─── Exercise material ───
PR #638, opened 2023-02-01
Merge Sequence eDSL API with SeqJson interface

### LINKED ISSUE #610: Merge Sequence EDSL API and the  JsonSpec Interface.
The proposed plan is to incorporate the JSON spec into the Aerie Repo, granting EDSL access to the full JSON Spec, and to make the Sequence EDSL API use this new SPEC while preserving backward compatibility for now which will not break Clippers work.

```
Sequence.new({
   seqId: '',
   metadata: {},
   steps: [ commands, ground, loads, activates, etc. ],
   request: [],
   
   commands : [] <--- preserve backward compatibility for now
 });
```

goetzrrGit:
* **Tickets addressed:** Closes #610
* **Review:** By commit  

## Description
We are merging the Seq JSON Spec and the eDSL, adapting the Sequence eDSL to use the SeqJson Interface indicated in the Spec. This so far has not impacted Clipper compatibility.

## Verification
I ran the e2e test locally and there were no issues.

## Documentation
No documentation at this point as the user will not be aware of this change.

## Future work
Merge `CommandStem` eDSL API with `Command` Interface.

### DIFF
--- a/sequencing-server/src/lib/codegen/CommandEDSLPreface.ts
+++ b/sequencing-server/src/lib/codegen/CommandEDSLPreface.ts
@@ -52,6 +52,26 @@ export interface CommandSeqJson<A extends ArgType[] = ArgType[]> {
 export type ArgType = boolean | string | number;
 export type Arrayable<T> = T | Arrayable<T>[];
 
+export interface SequenceOptions {
+  seqId: string;
+  // @ts-ignore : 'VariableDeclaration' found in JSON Spec
+  locals?: [VariableDeclaration, ...VariableDeclaration[]];
+  // @ts-ignore : 'Metadata' found in JSON Spec
+  metadata: Metadata;
+  // @ts-ignore : 'VariableDeclaration' found in JSON Spec
+  parameters?: [VariableDeclaration, ...VariableDeclaration[]];
+  // @ts-ignore : 'Step' found in JSON Spec
+  steps?: Step[];
+  // @ts-ignore : 'Request' found in JSON Spec
+  requests?: Request[];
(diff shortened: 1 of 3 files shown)


sequencing-server/src/lib/codegen/CommandEDSLPreface.ts
```diff
@@ -265,30 +318,58 @@ export class CommandStem<
...
+    }
+    if (opts.requests) {
+      this.requests = opts.requests;
+    }
+    if (opts.immediate_commands) {
+      this.immediate_commands = opts.immediate_commands;
+    }
+    if (opts.hardware_commands) {
+      this.hardware_commands = opts.hardware_commands;
+    }
```
cohansen, line 363: How do you guys feel about this or using null coalescing for each value?
```
this.steps = opts.steps ?? undefined;
```

cohansen (approved):
Looks good, just 1 style comment from me.

sequencing-server/src/lib/codegen/CommandEDSLPreface.ts
goetzrrGit: I am in favor!!!

goetzrrGit: @cohansen I will make this change when I change CommandStem in the next PR. The `Sequence` Class has more to get `Commands` working for the `Step` field

cohansen: Sounds good!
───
Nothing but the lines holding the word "sequencing" should be returned from the listing above.

Solution:
--- a/sequencing-server/src/lib/codegen/CommandEDSLPreface.ts
+++ b/sequencing-server/src/lib/codegen/CommandEDSLPreface.ts
sequencing-server/src/lib/codegen/CommandEDSLPreface.ts
sequencing-server/src/lib/codegen/CommandEDSLPreface.ts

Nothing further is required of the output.